Banda mexicana estreia guiada pelo prisma dos Nephilins de Carl McCoy

Por Luiz Athayde

Após longa espera, sanada por alguns singles, a formação gótica mexicana Deliverance lançou seu álbum de estreia, intitulado Astral.

Deliverance (Foto: Divulgação)

Oriunda de Monterrey, a banda é centrada no vocalista, guitarrista e compositor Rui Delirio, e no baterista e programador Marco Soma. Além de contar com Sosa Antonio no baixo. Antes chegarem neste registro, estrearam com “World Made Flesh”, dando uma pista das influências que girariam em torno deles, como The Sisters of Mercy e, sobretudo, Fields Of The Nephilim.

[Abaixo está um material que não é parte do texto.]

Issue #2839, opened 2012-09-07
Reversed order of page title and site name


orchardbot:
@Piedone created:
https://orchard.codeplex.com/workitem/19012

I don't see any advantage (neither UX, neither SEO) of the current implementation of IPageTitleBuilder where the site name comes first, then the page name. This really should be reversed.
I've also opened this: http://orchard.codeplex.com/workitem/18179 but in the meantime this would also be good enough.

PR #5597, opened 2015-07-31
#2839 reverse order of page title and site name, SEO improvement

yaplex:
solution for people who don't like to override too much pages from base templates. ticket #2839 

Alex
https://yaplex.com

### DIFF
--- a/src/Orchard.Web/Core/Shapes/Views/Document.cshtml
+++ b/src/Orchard.Web/Core/Shapes/Views/Document.cshtml
@@ -14,7 +14,7 @@
 <html lang="@WorkContext.CurrentCulture" class="static @Html.ClassForPage()" dir="@(isRtl?"rtl":"ltr")"> 
 <head> 
     <meta charset="utf-8" />
-    <title>@Html.Title(title, siteName)</title> 
+    <title>@Html.Title(siteName, title)</title> 
     @Display(Model.Head)
     <script>(function(d){d.className="dyn"+d.className.substring(6,d.className.length);})(document.documentElement);</script> 
     <script>window.isRTL = @(isRtl.ToString().ToLowerInvariant());</script>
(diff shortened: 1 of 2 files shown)


yaplex:
It's fixed the way you suggested in ticket, I fixed "GenerateTitle" method in PageTitleBuilder.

Outra faixa anteriormente lançada e que consta no disco é “Tears In Rain”. Se havia dúvidas em relação ao prisma seguido pelos mexicanos, essa foi embora com tal single. Depois também veio “White Room”, talvez a música mais direta, gothic rock, do grupo.

Mas isso já acontece na primeira faixa, ou melhor, segunda, depois de uma intro misteriosa – bem nos moldes do Fields. “The House Again” surge como se fosse um daqueles trabalhos spin-off, ou seja paralelos à banda liderada por Carl McCoy. Há também conexões indiretas com NFD e Last Rites.

Apesar das referências, algumas vezes explícitas, é preciso dizer que não se trata de uma mera cópia. Na verdade, no discorrer das músicas, o ouvinte percebe que o grupo, mesmo em sua era embrionária, tenta achar seu caminho. Um bom exemplo é o interlúdio acústico e tribal “Dream Walker”, que abre as portas para a mais cadenciada “Last Days”.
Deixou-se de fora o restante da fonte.